In those circumstances (ie. those of the Aylott case) there was no error of law in the tribunal’s exclusion from the characteristics of the hypothetical comparator of particular behavioural results caused by the claimant’s disability.
The Employment Appeal Tribunal (bailii.org) commented that the result in Aitken was in line with the House of Lords decision in the Malcolm case. The latter had treated imprudent decision-making (a decision to sub-let in breach of tenancy terms) as not being the disability, even assuming the decision was causally connected with the disability.
Perceived disability
The employee argued that there was direct discrimination on grounds of him being perceived to have a dangerous mental illness. He said such discrimination on grounds of ‘perceived’ rather than actual disability was unlawful in the light of the European Court’s decision the Coleman. (For more on this argument see Perceived disability).

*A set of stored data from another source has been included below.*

PR #6042, opened 2024-08-15
Fixes #3533 - Swap date(time) types in opposite scale

### LINKED ISSUE #3533: Suggestion: improve error message on wrong use of scale_x_datetime

laurabrianna:
In both scale_*_date and scale_*datetime, added helpful error to suggest using the other type when appropriate ( #3533 )


thomasp85:
Thank you for this. On closer inspection I think that we should coerce the data into the right format rather than throw an error

R/scale-date.R
```diff
@@ -369,6 +369,10 @@ ScaleContinuousDatetime <- ggproto("ScaleContinuousDatetime", ScaleContinuous,
         i = "The value was converted to {obj_type_friendly(x)}."
       ), call = self$call)
     }
+    if (inherits(x, "Date")) {
+     cli::cli_abort("You supplied a {.cls {class(x)}} field.
+                    Did you mean to use {.fn scale_*_date}?", call = self$call)
```
thomasp85, line 374:
```suggestion
     x <- as.POSIXct(x)
```

R/scale-date.R
```diff
@@ -416,6 +420,10 @@ ScaleContinuousDate <- ggproto("ScaleContinuousDate", ScaleContinuous,
         i = "The value was converted to {obj_type_friendly(x)}."
       ), call = self$call)
     }
+    if (inherits(x, "POSIXct")) {
+      cli::cli_abort("You supplied a {.cls {class(x)}} field.
+                    Did you mean to use {.fn scale_*_datetime}?", call = self$call)
```
thomasp85, line 425:
```suggestion
      x <- as.Date(x)
```

thomasp85 (changes requested):

thomasp85 (commented):
@teunbrand would you look into finishing this off?

thomasp85 (approved):
LGTM

PR #6043, opened 2024-08-15
correct misleading error

### LINKED ISSUE #4460: misleading error message thrown by `cut_interval()`
`cut_interval()` throws a misleading error message when the user does not specify exactly one of `n` or `length`. In the worst case, if the user supplies `width` instead of `length` (as they would for `cut_width()`, you get a very fun error 😀 

``` r
ggplot2::cut_interval(x = 1:10, width = 10)
#> Error: Specify exactly one of n and width
```

<sup>Created on 2021-05-03 by the [reprex package](https://reprex.tidyverse.org) (v0.3.0)</sup>

The error gets thrown by `breaks()` [here](https://github.com/tidyverse/ggplot2/blob/87e9b85dd9f2a294f339d88a353d0c11c851489d/R/utilities-break.r#L96). Looks like an easy fix. Happy to send a PR if you don't want to bother doing it yourself 🙂

catalamarti:
fixes #4460

### DIFF
--- a/tests/testthat/test-utilities-break.R
+++ b/tests/testthat/test-utilities-break.R
@@ -1,0 +1,3 @@
+test_that("cut_interval gives the correct", {
+  expect_snapshot_error(cut_interval(x = 1:10, width = 10))
+})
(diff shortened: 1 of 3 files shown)


tests/testthat/test-utilities-break.R
```diff
@@ -0,0 +1,3 @@
+test_that("cut_interval gives the correct", {
```
thomasp85, line 1:
```suggestion
test_that("cut_interval throws the correct error message", {
```

thomasp85 (changes requested):
Looks good. Just needs a small wording change in the test

thomasp85 (approved):
LGTM

PR #6048, opened 2024-08-15
Export GeomBin2d

### LINKED ISSUE #5791: Could a GeomBin2d ggproto object be created?
It would helpful to have a GeomBin2d ggproto object exported.

This is because for `ggplot2::update_geom_defaults`, it's useful to have different defaults for GeomTile and GeomBin2d.

lgibson7:
Fix #5791


teunbrand (approved):
Thank you for the contribution and apologies for the delay!

PR #6049, opened 2024-08-19
legend key examples

thomasp85:
closes #4875 

The changes in #4875 were good but too much has happened in the repo to fix up the PR (most notably renaming of all files from lower-case to upper-case .R file ending)


teunbrand (approved):
LGTM

PR #6050, opened 2024-08-20
Fix some lints in the `R` folder

etiennebacher:
Hello, I'm building a new package to find and automatically fix lints in R code: [`flint`](https://flint.etiennebacher.com/).

I'm using real-life, large packages to check its performance and `ggplot2` is one of them. Since I already test on this, there's no additional cost for me in proposing those changes.

FYI, those changes were all generated by `flint::fix_dir("R")`.

There are many changes but most of them are trivial:
- replace `any(is.na())` by `anyNA()`
- replace the `=` assignment by `<-` (since both are used across the codebase, I guess `<-` should be the default)
- add a leading 0 to decimal (e.g `.1` -> `0.1`)

and a few other things.

`flint` is quite new and linter rules are necessarily a bit opinionated, so some of those changes might not be to your taste, but I'd be happy to have some feedback on this.

### DIFF
--- a/R/annotation-logticks.R
+++ b/R/annotation-logticks.R
@@ -165,7 +165,7 @@ GeomLogticks <- ggproto("GeomLogticks", Geom,
 
       names(xticks)[names(xticks) == "value"] <- x_name   # Rename to 'x' for coordinates$transform
       xticks <- coord$transform(xticks, panel_params)
-      xticks = xticks[xticks$x <= 1 & xticks$x >= 0,]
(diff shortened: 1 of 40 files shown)


teunbrand (approved):
Thanks Etienne, these look all great to me.
I was in the progress of preparing a big linting PR as well so this is great to see.

An additional thing ggplot2 might still want to replace is `seq_len(nrow(x))` with `vctrs::vec_seq_along(x)`, but that perhaps not for this PR.

teunbrand:
I'm going to merge this quickly before I bestow any merge conflicts on this PR, thanks for this!

PR #6053, opened 2024-08-21
Fix typos layer and geom_text docs

collinberke:
I was reading the `geom_text()` docs and came across these minor typos. Feel free to reject or modify any change that goes against the original intent of what was originally written.

Thanks for maintaining this awesome package!

### DIFF
--- a/R/geom-text.R
+++ b/R/geom-text.R
@@ -49,7 +49,7 @@
 #'   can be used in various ways, including to prevent overplotting and
 #'   improving the display. The `position` argument accepts the following:
 #'   * The result of calling a position function, such as `position_jitter()`.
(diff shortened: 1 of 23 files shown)


collinberke:
I just realized I didn't include all the files from `devtools::document()`, since many functions use `@inheritParam layer`. If I need to back this out and resubmit, let me know.

teunbrand:
Hi there, thanks for the PR! It would be nice to regenerate all the relevant docs. I don't think there is a need to back out / resubmit. You could just add a second commit to the same branch and push again, at which point this PR would update with the latest changes.

thomasp85 (approved):
LGTM

thomasp85:
Thank you!

PR #6060, opened 2024-08-27
Skip viewscales if graticule is empty

### LINKED ISSUE #6052: Error: Invalid index: field name 'x_start' not found
options(repr.plot.width=10,repr.plot.height=10)
p1 <- ggplot(nc) +
geom_sf(aes(fill=meta[ as.character(nc$cell),'cell_type']))+
theme_void()
p1
image
I'm trying to find a picture of this.
but
Error: Invalid index: field name 'x_start' not found

teunbrand:
This PR aims to fix #6052.

Briefly, ggplot2 got stuck when graticules are empty. In this PR, we skip computation of axis ticks when the graticule is empty.

Reprex:

``` r
library(ggplot2)
library(sf)
#> Linking to GEOS 3.12.1, GDAL 3.8.4, PROJ 9.3.1; sf_use_s2() is TRUE

# Data with out-of-bounds values
df <- st_sf(
  g = st_sfc(st_point(c(-600, 1200))),
  crs = 4326
)

# Old behaviour
ggplot(df) + geom_sf()
#> Warning in st_is_longlat(x): bounding box has potentially an invalid value
#> range for longlat data
#> Error: Invalid index: field name 'x_start' not found

#> ℹ Loading ggplot2

# New behaviour
ggplot(df) + geom_sf()
#> Warning in st_is_longlat(x): bounding box has potentially an invalid value
#> range for longlat data
```

<sup>Created on 2024-08-27 with [reprex v2.1.1](https://reprex.tidyverse.org)</sup>


thomasp85 (approved):
LGTM

ligeiaKie:
hi. sry to disturb you but I didn't get how to fix "Error: Invalid index: field name 'x_start' not found". what does "devtools::load_all("~/packages/ggplot2/")" do in this reprex?

teunbrand:
It loads a local development version of ggplot2, which is just easier for me as somebody editing code than fully installing the development version every time I switch git branches. For regular use, you can install the development version with `pak::pak("tidyverse/ggplot2")` and use `library(ggplot2)` instead.

ligeiaKie:
> It loads a local development version of ggplot2, which is just easier for me as somebody editing code than fully installing the development version every time I switch git branches. It also signals to readers of the reprex that I'm not using the CRAN version of the package. For regular use, you can install the development version with `pak::pak("tidyverse/ggplot2")` and use `library(ggplot2)` instead.



> It loads a local development version of ggplot2, which is just easier for me as somebody editing code than fully installing the development version every time I switch git branches. It also signals to readers of the reprex that I'm not using the CRAN version of the package. For regular use, you can install the development version with `pak::pak("tidyverse/ggplot2")` and use `library(ggplot2)` instead.

thx you!!! I see it. I used to upgrade package from CRAN and problem is solved when install development version.

Issue #1967, opened 2016-12-22
geom_hex: Add weight parameter [feature request]


sjackman:
Please consider adding a weight parameter to `geom_hex`, similar to `geom_bin2d`. Thanks!

hadley:
It's already supported?

sjackman:
Ah, I was confused. Thanks. `weight` is not listed in the aesthetics for neither `geom_bin2d` nor `geom_hex`. Should it be?
http://docs.ggplot2.org/current/geom_bin2d.html
http://docs.ggplot2.org/current/geom_hex.html

hadley:
Yes! Want to do a PR?

sjackman:
Sure. Can do.

PR #6062, opened 2024-08-27
Mention `weight` as a supported aes for `gem_hex`

jansim:
I wanted to use `weight` as an aes with `geom_hex()` and was surprised to not find it mentioned in the docs for the function.

After a quick search it seems to actually be supported and just missing in the documentation (see #1967). This PR explicitly adds `weight` as an optional aes to geom_hex therefore so that it'll show up in the docs.

Note: I didn't add an entry to NEWS for this, since it's so small, but can do so if preferred.


teunbrand:
Hi there, thank you for the PR! I'm not sure that using an optional aesthetic is the right approach for this. It is valid input for StatBinHex, which is linked to, but technically independent of GeomBinHex. I think this might not be the only case where stat input goes undocumented, so perhaps it might help to deliberate in an issue first before designing PRs to tackle the problem.

jansim:
Ah sorry, my bad then. I saw in the original issue that the suggestion was to fix this and didn't think it necessary to reopen a discussion.

Maybe the preferred solution then would be to list the aesthetics for StatBinHex as well in the documentation for geom_hex? This seems to be in line with the approach used for [geom_bar](https://ggplot2.tidyverse.org/reference/geom_bar.html), which also lists aesthetics for stat_cout.

If this works as a solution I could just force push to this PR, else I can also open an issue and close this one.

teunbrand:
> Maybe the preferred solution then would be to list the aesthetics for StatBinHex as well in the documentation for geom_hex?

I like this idea, because it keeps the geom and stat separate while still allowing for documentation of stat aesthetics.

> didn't think it necessary to reopen a discussion

You are right, because I didn't realise we already had a way to document this that you pointed out in the comment above 😅

jansim:
Perfect, I've just updated the PR 👍️

teunbrand (approved):
Looks great, thanks for the PR!

PR #6063, opened 2024-08-27
Ink and paper settings for built-in themes (re: #6059)

teunbrand:
This PR reimplements #6059 due to a gnarly git history that I couldn't manage to resolve.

The Court of Appeal said the submission had no factual foundation in this case. It was unnecessary to attempt an answer to such questions as to whether a person has to have an actual disability in order to succeed in a claim for disability discrimination, whether direct or disability-related and whether less favourable treatment on the ground of a wrongly perceived or imagined disability is unlawful discrimination contrary to the DDA. On the facts found by the ET, this was not a case like Aylott where the employer acted on the basis of stereotypical assumptions about mental disability. The ET in the present case found that the employer acted on the basis of how the claimant appeared to others. That finding of fact was fatal to the contention that this is a case in which the claimant was treated less favourably in circumstances in which it was mistakenly believed as a result of his behaviour that he was suffering from a disability.
Reasonable adjustments
The employee claimed that various reasonable adjustments should have been made: for example that the employer should have established whether he was a risk so as to ensure staff acted on the basis of knowledge rather than ignorance, assumptions or fear; to remove requirements for him to be accompanied in all circumstances and not to work with women.
The Court of Appeal was satisfied that no question of law arose from the ET’s decision that there was no obligation to make these adjustments. It was important to bear in mind the ET’s finding of fact that the claimant’s behaviour appeared to be frightening, and that the question of what would be a reasonable adjustment is a matter of fact and degree.
My comment
Generally
The Court of Appeal regretted giving leave to appeal. It basically considered that on the arguments made to, and facts found by, the Employment Tribunal, the interesting legal questions argued before the Court of Appeal did not arise for decision in this particular case. So the Court did not consider them.
Stripping out a “necessary facet” of the disability
The Court of Appeal evidently considered there was an interesting question as to whether this should be done, but refused to consider the point in this case. For discussion of this with regard to stammering, see Direct discrimination: What is ‘because of’ stammering?
Perceptions of others
The Court of Appeal refused to consider in this case whether perceived (rather than just actual) disability is covered by the DDA. For perceived disability and possible relevance for stammering, see Perceived Disability.
That is a relatively narrow point though, mainly whether there can be discrimination when a person does not actually have a disability but is perceived to have one. The case raises wider issues of how far perceptions of colleagues and customers are relevant in justifying less favourable treatment of disabled people. For example, it seems surprising to me that it was accepted with so little debate that the treatment of the claimant due to his effect on the feelings of others (he said their fears were groundless) was so readily accepted as not due to his disability, and so was not direct discrimination. One cannot imagine a court reaching such a conclusion in a race discrimination case. The courts seem to have further to go in drawing the boundaries here. See further Direct discrimination: What is ‘because of’ stammering?